--- Data for this task Enclosed Below ---

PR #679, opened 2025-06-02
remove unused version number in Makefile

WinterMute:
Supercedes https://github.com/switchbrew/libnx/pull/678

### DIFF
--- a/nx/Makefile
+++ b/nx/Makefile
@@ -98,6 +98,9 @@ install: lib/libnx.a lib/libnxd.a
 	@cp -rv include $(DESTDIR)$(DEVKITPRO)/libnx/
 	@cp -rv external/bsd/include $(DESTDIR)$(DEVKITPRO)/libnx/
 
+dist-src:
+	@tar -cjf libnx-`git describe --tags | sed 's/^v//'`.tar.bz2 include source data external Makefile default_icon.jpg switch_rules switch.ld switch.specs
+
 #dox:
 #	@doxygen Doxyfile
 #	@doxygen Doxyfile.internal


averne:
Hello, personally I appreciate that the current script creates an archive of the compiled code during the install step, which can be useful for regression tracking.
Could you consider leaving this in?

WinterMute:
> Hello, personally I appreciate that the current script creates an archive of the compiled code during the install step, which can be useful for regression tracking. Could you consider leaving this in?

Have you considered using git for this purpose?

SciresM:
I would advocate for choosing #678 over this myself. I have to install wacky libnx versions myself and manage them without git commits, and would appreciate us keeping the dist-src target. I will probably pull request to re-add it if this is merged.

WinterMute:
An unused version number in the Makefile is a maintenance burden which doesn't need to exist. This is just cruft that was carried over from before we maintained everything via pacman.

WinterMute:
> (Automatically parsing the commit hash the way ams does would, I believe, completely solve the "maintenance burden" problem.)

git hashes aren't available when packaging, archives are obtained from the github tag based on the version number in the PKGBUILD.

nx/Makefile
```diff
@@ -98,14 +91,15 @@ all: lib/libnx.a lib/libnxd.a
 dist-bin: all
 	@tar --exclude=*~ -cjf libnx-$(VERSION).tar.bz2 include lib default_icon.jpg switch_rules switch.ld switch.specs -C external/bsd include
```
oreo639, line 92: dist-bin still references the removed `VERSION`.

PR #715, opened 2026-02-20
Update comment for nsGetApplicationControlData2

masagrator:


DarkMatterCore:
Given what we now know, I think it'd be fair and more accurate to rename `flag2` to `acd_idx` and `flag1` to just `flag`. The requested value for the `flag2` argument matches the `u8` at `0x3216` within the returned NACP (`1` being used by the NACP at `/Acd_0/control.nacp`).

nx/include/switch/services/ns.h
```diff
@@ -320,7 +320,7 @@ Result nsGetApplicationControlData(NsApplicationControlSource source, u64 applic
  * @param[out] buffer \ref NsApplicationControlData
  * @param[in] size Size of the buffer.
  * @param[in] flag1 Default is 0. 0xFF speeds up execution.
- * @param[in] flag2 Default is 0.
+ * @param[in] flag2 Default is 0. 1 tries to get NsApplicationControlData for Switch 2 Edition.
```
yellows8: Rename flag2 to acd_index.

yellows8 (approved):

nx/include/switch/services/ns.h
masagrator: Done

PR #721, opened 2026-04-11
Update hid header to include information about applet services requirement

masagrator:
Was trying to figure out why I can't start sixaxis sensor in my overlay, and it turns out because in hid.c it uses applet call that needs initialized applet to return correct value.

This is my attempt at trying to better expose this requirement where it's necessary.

--- End of Enclosed Data for this task ---
--- Data for this task Enclosed Below ---

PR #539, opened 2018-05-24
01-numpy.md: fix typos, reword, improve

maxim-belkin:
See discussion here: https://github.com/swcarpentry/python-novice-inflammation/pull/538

--- End of Enclosed Data for this task ---
--- Data for this task Enclosed Below ---

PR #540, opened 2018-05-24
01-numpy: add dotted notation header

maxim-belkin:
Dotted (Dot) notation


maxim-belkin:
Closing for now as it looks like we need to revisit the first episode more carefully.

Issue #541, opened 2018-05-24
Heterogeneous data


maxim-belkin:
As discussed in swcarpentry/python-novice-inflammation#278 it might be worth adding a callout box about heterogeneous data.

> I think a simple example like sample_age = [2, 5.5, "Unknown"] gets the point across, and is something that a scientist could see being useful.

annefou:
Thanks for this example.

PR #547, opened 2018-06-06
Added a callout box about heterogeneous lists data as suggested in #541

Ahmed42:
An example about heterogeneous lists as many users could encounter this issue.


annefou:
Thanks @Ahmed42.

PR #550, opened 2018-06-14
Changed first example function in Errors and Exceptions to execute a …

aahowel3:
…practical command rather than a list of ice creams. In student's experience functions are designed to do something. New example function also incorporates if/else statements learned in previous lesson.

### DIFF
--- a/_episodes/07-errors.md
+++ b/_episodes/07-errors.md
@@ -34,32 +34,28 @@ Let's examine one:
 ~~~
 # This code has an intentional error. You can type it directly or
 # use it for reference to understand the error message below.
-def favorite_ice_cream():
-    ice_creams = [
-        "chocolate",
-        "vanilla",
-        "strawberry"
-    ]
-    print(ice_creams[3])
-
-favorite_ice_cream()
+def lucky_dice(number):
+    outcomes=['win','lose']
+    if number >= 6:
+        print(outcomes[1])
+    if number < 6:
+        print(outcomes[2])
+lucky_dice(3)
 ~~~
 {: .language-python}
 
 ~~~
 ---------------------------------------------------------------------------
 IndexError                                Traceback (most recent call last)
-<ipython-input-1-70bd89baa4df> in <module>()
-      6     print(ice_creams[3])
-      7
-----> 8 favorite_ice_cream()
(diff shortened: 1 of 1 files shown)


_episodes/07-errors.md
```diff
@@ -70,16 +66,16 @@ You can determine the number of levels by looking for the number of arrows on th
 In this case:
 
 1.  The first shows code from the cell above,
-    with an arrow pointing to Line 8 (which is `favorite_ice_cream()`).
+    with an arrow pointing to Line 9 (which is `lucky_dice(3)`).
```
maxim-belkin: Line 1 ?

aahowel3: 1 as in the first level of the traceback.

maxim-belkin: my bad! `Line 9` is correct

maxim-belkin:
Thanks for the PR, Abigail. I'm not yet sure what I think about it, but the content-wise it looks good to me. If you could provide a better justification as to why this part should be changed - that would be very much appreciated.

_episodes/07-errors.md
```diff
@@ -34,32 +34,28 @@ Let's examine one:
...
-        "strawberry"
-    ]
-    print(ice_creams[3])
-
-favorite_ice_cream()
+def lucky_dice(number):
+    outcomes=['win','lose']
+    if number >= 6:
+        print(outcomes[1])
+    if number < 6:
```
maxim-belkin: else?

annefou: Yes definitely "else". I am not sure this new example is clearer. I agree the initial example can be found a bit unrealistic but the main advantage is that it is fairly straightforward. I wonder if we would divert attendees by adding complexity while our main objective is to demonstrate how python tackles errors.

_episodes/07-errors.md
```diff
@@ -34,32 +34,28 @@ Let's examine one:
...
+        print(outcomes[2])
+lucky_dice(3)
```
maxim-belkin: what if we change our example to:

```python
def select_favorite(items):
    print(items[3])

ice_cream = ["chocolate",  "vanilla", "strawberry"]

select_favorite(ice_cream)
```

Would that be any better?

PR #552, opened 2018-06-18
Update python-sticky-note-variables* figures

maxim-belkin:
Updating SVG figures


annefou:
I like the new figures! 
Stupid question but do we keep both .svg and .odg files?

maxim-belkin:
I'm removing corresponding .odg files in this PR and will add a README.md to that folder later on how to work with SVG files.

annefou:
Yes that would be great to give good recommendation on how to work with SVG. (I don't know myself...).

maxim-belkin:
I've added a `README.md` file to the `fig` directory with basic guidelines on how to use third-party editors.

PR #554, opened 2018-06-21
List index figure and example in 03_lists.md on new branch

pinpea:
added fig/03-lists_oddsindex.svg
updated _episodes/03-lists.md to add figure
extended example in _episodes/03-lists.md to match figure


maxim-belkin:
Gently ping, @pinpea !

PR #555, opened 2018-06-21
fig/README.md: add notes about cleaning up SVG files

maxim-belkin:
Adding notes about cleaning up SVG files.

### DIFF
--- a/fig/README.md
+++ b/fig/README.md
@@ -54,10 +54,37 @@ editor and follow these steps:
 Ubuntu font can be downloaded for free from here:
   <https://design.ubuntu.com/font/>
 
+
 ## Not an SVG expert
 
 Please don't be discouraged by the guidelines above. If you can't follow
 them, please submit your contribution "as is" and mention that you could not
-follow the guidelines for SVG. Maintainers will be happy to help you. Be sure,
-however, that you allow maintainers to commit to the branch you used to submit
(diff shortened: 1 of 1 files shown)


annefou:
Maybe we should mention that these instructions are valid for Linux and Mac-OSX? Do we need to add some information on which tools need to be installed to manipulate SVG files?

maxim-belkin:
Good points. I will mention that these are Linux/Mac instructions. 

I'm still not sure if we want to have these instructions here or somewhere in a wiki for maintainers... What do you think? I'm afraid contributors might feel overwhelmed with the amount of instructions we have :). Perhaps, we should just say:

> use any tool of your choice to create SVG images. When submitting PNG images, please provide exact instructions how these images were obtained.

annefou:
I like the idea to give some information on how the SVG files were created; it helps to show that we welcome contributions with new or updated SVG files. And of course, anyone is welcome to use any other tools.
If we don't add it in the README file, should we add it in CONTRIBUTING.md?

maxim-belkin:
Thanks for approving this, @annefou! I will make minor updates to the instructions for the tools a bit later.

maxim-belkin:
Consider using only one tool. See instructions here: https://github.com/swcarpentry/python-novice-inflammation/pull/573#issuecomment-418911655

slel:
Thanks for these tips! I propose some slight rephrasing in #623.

--- End of Enclosed Data for this task ---

** Task goal **
Look for the string "using" in the listing above and copy every line holding it.

** Task result **
Have you considered using git for this purpose?
Consider using only one tool. See instructions here: https://github.com/swcarpentry/python-novice-inflammation/pull/573#issuecomment-418911655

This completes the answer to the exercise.